🤖 AI Summary
Autoregressive video diffusion models struggle to scale to long video generation due to the quadratic computational complexity of softmax-based self-attention. This work proposes ARL2, a hybrid attention module that decomposes self-attention into an intra-frame local softmax branch and an inter-frame linear recurrent memory branch. By replacing the growing key-value cache with a fixed-size shared state, ARL2 achieves constant memory consumption and linear time complexity.
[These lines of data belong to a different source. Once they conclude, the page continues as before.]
PR #604, opened 2020-08-04
Change content share video check integration tests to use attendee name

ltrung:
**Description of changes:**
This is to update the video check for content share integration tests to use attendee name instead of video element index so that we do not need to rely on knowing how demo app assign video elements and reduce the breaking whenever we add or modify video elements in the demo app.

**Testing**

Manually run all content share video tests.

### DIFF
--- a/integration/js/pages/AppPage.js
+++ b/integration/js/pages/AppPage.js
@@ -309,34 +309,32 @@ class AppPage {
     return checked.result;
   }
 
-  async videoCheckLong(stepInfo, index, expectedState) {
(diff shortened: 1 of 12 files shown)


integration/js/pages/AppPage.js
```diff
@@ -309,34 +309,32 @@ class AppPage {
     return checked.result;
   }
 
-  async videoCheckLong(stepInfo, index, expectedState) {
```
anuranduttaroy, line 312: Was this not being used anywhere?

As the first effort to adapt pretrained autoregressive video diffusion models to a hybrid linear attention architecture, ARL2 replaces only 75% of the original layers yet attains a 2.26× speedup in inference and 54% memory reduction, while preserving generation quality and significantly improving temporal consistency.
📝 Abstract
Autoregressive (AR) video diffusion is a powerful paradigm for streaming and interactive video generation. However, its reliance on softmax self-attention leads to quadratic compute complexity in sequence length and memory usage due to key-value caching, which limits its scalability to long video horizons. Existing remedies (e.g., sparse attention and KV-cache compression) reduce per-step cost but still rely on a linearly growing cache or irreversibly discard past context, and thus fail to address linear memory growth and streaming context management. To address this scalability bottleneck, we propose ARL2 (Attend Locally, Remember Linearly), a hybrid attention module that replaces quadratic cross-frame attention with a fixed-size recurrent state. We decompose self-attention into two branches: an intra-frame softmax branch for spatial detail and local dependencies, and an inter-frame gated recurrent linear branch that maintains a fixed-size state for streaming context. Our key insight is that softmax attention captures fine-grained local interactions, while a recurrent state provides controllable long-range memory. This design achieves linear-time scaling with constant memory while improving temporal consistency over the full-softmax model. To prevent noisy intermediate states from corrupting memory, we update the recurrent state only after the denoised pass. To avoid within-frame information asymmetry, all tokens share the same pre-update state rather than sequential updates. To the best of our knowledge, this is the first work to convert a pretrained AR video diffusion model into a hybrid linear attention architecture, through an efficient two-stage training scheme for AR video. With 75% of layers replaced by hybrid linear attention, the model achieves up to 2.26 wall-clock speedup and 54% memory reduction, while maintaining comparable quality with improving temporal consistency.